Supplied records Start Marker

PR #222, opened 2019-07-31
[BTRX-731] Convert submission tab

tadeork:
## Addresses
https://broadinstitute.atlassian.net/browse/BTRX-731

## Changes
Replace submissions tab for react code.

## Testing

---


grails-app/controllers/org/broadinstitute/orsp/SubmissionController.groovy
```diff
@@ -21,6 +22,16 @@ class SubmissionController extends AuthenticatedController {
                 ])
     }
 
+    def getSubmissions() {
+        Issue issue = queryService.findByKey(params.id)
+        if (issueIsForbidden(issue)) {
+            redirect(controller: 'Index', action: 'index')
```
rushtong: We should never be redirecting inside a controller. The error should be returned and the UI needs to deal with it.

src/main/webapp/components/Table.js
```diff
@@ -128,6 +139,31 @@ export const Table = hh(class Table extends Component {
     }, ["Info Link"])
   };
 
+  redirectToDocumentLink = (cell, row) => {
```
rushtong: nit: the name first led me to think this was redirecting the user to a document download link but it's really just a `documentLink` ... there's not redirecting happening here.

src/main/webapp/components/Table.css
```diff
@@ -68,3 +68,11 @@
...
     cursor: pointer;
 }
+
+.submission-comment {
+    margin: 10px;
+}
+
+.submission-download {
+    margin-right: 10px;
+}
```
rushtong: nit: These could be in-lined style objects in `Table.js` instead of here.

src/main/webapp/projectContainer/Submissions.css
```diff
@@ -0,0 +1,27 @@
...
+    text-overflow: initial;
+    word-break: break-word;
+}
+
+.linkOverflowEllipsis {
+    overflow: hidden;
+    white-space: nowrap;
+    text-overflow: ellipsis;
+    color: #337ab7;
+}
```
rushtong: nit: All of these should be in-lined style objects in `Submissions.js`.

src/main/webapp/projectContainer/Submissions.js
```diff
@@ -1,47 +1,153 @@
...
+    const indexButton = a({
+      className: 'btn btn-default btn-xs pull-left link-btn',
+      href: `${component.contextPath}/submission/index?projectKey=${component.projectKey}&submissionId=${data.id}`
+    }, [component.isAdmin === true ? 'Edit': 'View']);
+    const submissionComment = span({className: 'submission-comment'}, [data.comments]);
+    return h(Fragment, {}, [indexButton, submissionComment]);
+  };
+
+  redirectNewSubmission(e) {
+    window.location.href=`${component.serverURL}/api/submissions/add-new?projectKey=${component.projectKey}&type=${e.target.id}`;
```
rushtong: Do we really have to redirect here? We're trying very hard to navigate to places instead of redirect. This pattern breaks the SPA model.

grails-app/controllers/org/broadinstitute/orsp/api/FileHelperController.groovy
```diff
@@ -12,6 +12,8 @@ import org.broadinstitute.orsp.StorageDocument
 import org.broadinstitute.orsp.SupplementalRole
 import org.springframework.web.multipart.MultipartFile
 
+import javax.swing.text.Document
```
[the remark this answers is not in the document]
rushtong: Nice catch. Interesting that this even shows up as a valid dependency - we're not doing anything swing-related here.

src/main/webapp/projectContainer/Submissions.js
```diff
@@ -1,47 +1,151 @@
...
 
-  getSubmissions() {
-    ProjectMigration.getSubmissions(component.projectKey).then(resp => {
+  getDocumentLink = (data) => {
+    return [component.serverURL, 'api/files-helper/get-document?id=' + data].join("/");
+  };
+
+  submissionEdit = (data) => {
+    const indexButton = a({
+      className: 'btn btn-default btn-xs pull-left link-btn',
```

Supplied records End Marker

▶ **Exercise directions**
If a line in the material above contains the word "orsp", copy it.

▶ **Answer to this exercise**
grails-app/controllers/org/broadinstitute/orsp/SubmissionController.groovy
grails-app/controllers/org/broadinstitute/orsp/api/FileHelperController.groovy
@@ -12,6 +12,8 @@ import org.broadinstitute.orsp.StorageDocument
 import org.broadinstitute.orsp.SupplementalRole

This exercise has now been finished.